▶ _ACTIVITY_: Using the data beneath, show every line that includes the word "more".

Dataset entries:
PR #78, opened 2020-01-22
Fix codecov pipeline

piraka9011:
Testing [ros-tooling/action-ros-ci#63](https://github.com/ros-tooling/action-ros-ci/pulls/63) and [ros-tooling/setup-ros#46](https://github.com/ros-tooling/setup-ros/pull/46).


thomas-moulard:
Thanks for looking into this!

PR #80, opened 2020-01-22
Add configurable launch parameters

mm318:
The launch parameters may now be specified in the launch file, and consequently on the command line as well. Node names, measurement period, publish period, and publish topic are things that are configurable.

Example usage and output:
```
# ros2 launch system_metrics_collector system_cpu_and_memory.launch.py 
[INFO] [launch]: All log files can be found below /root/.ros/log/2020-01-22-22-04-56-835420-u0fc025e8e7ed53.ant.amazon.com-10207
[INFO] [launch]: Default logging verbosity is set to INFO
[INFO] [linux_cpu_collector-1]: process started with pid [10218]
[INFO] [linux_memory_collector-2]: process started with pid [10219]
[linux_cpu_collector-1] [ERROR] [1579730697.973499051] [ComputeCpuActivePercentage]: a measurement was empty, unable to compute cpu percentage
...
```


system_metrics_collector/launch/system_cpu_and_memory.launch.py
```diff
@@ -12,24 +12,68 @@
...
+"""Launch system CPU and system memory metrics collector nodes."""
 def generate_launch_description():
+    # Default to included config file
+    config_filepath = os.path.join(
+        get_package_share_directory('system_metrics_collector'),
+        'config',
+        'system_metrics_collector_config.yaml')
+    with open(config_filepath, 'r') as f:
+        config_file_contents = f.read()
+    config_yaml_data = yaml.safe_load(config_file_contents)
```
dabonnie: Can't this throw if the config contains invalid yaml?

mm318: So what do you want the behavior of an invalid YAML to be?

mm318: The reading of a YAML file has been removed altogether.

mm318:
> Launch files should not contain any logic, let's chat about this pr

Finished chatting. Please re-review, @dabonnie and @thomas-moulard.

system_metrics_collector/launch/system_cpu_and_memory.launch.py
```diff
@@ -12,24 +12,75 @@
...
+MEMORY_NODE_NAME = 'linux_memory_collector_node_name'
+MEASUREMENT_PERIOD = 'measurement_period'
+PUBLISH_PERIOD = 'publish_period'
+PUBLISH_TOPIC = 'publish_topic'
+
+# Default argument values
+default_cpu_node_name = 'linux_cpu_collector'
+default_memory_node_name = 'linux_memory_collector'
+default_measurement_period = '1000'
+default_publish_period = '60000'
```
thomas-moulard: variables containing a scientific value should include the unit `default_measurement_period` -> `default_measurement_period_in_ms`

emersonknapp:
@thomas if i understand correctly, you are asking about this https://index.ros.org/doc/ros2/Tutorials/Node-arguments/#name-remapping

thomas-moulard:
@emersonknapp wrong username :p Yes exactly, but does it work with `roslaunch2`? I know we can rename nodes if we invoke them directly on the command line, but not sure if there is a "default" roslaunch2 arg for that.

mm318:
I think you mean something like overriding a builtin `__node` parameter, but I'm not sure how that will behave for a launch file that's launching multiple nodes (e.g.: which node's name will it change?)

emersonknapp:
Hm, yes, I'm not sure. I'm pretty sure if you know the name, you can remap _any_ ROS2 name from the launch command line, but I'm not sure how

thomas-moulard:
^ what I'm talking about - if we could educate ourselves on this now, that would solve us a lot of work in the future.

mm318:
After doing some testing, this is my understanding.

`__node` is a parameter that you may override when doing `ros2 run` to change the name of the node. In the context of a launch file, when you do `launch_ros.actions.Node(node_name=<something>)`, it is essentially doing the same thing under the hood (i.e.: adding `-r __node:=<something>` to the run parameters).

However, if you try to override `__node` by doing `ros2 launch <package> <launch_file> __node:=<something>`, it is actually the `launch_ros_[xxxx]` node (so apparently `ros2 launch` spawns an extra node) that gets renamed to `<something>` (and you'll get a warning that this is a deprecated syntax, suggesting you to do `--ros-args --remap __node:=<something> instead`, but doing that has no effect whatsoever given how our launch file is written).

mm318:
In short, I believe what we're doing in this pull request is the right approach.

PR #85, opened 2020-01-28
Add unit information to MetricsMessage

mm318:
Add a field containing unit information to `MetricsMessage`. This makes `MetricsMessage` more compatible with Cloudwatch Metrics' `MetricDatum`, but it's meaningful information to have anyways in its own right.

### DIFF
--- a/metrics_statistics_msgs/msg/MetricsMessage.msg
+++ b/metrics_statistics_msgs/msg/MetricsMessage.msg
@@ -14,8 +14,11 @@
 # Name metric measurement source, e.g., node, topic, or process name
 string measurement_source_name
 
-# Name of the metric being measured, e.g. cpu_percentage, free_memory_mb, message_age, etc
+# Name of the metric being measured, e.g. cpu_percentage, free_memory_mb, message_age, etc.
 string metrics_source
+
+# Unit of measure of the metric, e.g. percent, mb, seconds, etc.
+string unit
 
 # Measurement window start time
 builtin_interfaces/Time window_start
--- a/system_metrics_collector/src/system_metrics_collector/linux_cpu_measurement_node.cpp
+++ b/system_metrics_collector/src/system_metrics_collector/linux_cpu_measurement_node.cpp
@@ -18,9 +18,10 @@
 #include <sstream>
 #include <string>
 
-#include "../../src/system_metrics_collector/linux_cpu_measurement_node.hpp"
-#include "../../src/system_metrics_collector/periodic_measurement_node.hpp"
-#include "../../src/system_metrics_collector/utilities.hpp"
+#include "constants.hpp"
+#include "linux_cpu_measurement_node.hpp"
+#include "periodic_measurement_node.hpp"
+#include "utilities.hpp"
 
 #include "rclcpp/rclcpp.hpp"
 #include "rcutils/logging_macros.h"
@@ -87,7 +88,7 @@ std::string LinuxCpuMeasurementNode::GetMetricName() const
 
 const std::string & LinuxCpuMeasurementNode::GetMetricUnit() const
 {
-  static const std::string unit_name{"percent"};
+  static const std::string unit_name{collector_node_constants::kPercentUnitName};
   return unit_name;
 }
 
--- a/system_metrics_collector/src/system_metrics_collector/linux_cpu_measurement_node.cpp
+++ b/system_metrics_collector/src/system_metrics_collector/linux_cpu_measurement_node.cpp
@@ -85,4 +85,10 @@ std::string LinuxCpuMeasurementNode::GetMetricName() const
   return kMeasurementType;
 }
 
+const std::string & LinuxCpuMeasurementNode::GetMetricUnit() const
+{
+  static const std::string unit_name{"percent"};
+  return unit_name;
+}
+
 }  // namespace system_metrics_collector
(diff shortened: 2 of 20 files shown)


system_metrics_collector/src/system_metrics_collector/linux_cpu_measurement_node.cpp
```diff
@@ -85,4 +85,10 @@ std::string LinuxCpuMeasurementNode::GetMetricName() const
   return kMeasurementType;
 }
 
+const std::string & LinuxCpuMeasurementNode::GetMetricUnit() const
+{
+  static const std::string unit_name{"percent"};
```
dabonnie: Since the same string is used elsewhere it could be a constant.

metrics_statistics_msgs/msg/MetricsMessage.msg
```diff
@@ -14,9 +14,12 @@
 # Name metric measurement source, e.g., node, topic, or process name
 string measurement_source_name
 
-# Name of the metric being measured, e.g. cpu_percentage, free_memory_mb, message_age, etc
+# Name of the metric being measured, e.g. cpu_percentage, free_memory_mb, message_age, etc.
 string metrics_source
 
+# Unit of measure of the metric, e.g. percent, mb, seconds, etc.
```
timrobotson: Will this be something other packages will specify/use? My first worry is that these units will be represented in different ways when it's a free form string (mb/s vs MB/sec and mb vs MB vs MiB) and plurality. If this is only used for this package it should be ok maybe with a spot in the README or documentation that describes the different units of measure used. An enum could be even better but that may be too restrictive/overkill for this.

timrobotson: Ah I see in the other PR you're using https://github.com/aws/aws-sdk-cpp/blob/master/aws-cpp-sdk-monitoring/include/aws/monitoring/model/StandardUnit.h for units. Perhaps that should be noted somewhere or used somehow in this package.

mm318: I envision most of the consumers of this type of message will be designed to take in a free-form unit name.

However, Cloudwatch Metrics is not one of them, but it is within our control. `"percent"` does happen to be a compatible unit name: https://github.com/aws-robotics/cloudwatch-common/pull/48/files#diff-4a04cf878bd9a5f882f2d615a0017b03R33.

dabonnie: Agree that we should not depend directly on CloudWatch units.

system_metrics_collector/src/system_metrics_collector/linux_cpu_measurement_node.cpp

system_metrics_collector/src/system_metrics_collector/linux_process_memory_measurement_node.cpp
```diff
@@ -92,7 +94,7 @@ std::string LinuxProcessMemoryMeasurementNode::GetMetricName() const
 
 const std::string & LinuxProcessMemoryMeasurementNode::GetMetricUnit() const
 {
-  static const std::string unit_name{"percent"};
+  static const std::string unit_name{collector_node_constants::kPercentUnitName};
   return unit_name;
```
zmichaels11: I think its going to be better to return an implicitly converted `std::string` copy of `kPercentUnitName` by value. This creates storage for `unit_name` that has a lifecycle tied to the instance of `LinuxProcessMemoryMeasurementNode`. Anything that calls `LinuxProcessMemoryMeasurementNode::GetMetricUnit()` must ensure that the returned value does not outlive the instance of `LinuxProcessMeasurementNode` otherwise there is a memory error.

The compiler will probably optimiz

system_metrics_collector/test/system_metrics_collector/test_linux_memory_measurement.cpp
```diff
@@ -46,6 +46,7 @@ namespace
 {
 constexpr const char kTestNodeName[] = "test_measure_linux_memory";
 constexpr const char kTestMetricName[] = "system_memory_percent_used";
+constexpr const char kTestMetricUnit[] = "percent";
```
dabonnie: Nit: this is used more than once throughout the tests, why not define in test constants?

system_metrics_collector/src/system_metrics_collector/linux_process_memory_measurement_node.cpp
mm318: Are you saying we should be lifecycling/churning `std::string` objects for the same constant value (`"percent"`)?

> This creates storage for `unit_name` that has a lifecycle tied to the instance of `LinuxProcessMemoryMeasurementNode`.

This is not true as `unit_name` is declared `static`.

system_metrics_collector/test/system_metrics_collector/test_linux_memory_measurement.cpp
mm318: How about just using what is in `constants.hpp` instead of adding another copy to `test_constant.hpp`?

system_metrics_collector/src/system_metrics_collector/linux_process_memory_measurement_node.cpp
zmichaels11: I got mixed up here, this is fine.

▶ _TASK ANSWER_:
Add a field containing unit information to `MetricsMessage`. This makes `MetricsMessage` more compatible with Cloudwatch Metrics' `MetricDatum`, but it's meaningful information to have anyways in its own right.
dabonnie: Nit: this is used more than once throughout the tests, why not define in test constants?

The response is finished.